How Duke Nukem Forever Failed: Unlimited time, budget and ambition - TrevorBurnham
http://www.wired.com/magazine/2009/12/fail_duke_nukem/all/1

======
jmtame
Wow. If you watch the trailer, the gate that closes on a monster actually
crumples where the monster gets stuck underneath it. This seems like one of
those guys who really nit-picks down to the very last detail. It's probably
like having a Steve Jobs around, except without the sense of urgency for
shipping the actual product. Saying to your team "we could build for 5 years
and not deliver anything" is probably not the right attitude you want to
instill in a gaming upstart.

I was really blown away when a friend showed me that you could blow up parts
of buildings in a recent popular game, and then I realized that the effect
wasn't all that glamorous after buying the game. It wasn't as if you were
dynamically destroying buildings, they just had pre-calculated bits and pieces
that would fall off if you shot near them. Broussard would have said "no, the
buildings have to be destroyed dynamically" and at that point, the game would
never have been shipped.

On top of that, 18 developers? The effects they were after seemed really cool,
but as the article pointed out, game teams are growing:

"The long grind began to wear on the staff. The Duke Nukem Forever team was
unusually small; by 2003, only 18 people were working on it full time. This
might have been adequate back when the game was announced in the mid-’90s.

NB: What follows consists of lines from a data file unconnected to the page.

PR #3192, opened 2023-05-19
justification for df-ral without dv condition

wlammen:
1. shorten ralbii2 (reverted since the shortened proof introduces ax-5)
2. explain the consequences of x and A not being disjoint in df-ral.  This is a fall out from a recent discussion in #3173

### DIFF
--- a/discouraged
+++ b/discouraged
@@ -17340,6 +17340,7 @@ New usage of "quoremnn0ALT" is discouraged (0 uses).
 New usage of "r19.12OLD" is discouraged (0 uses).
 New usage of "r1omALT" is discouraged (0 uses).
 New usage of "r1pwALT" is discouraged (0 uses).
+New usage of "ralbii2OLD" is discouraged (0 uses).
 New usage of "raleleqALT" is discouraged (0 uses).
 New usage of "raleqOLD" is discouraged (0 uses).
 New usage of "raleqbi1dvOLD" is discouraged (0 uses).
@@ -19614,6 +19615,7 @@ Proof modification of "quoremnn0ALT" is discouraged (360 steps).
 Proof modification of "r19.12OLD" is discouraged (61 steps).
 Proof modification of "r1omALT" is discouraged (13 steps).
 Proof modification of "r1pwALT" is discouraged (151 steps).
+Proof modification of "ralbii2OLD" is discouraged (37 steps).
 Proof modification of "raleleqALT" is discouraged (26 steps).
 Proof modification of "raleqOLD" is discouraged (11 steps).
 Proof modification of "raleqbi1dvOLD" is discouraged (28 steps).
--- a/discouraged
+++ b/discouraged
@@ -17340,7 +17340,6 @@ New usage of "quoremnn0ALT" is discouraged (0 uses).
 New usage of "r19.12OLD" is discouraged (0 uses).
 New usage of "r1omALT" is discouraged (0 uses).
 New usage of "r1pwALT" is discouraged (0 uses).
-New usage of "ralbii2OLD" is discouraged (0 uses).
 New usage of "raleleqALT" is discouraged (0 uses).
 New usage of "raleqOLD" is discouraged (0 uses).
 New usage of "raleqbi1dvOLD" is discouraged (0 uses).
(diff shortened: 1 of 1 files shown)


set.mm
```diff
@@ -27969,6 +27998,16 @@ choice between (what we call) a "definitional form" where the shorter
...
+  ${
+    $d x ph $.
+    ralbidv2.1 $e |- ( ph -> ( ( x e. A -> ps ) <-> ( x e. B -> ch ) ) ) $.
+    $( Formula-building rule for restricted universal quantifier (deduction
+       form).  (Contributed by NM, 6-Apr-1997.) $)
+    ralbidv2 $p |- ( ph -> ( A. x e. A ps <-> A. x e. B ch ) ) $=
+      ( cv wcel wi wal wral albidv df-ral 3bitr4g ) ADHZEIBJZDKPFICJZDKBDELCDFL
+      AQRDGMBDENCDFNO $.
+  $}
+
```
tirix, line 28010: It looks like you still have not moved back `ralbidv2` to its original location.

tirix (commented):
Clever!

So it looks like you don't need a new definition of `df-ral` after all, right?

wlammen:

But
in the years that Broussard had spent tweaking Duke Nukem Forever, games had
become bigger and bigger. It wasn’t unusual for a developer now to throw 50
people or more at a single title. In essence, 3-D games had grown up: It’s as
if Hollywood had evolved from tiny hand-cranked three-minute reels to two-hour
epic blockbusters in half a decade."

I don't think this guy had anywhere near enough people to get this done.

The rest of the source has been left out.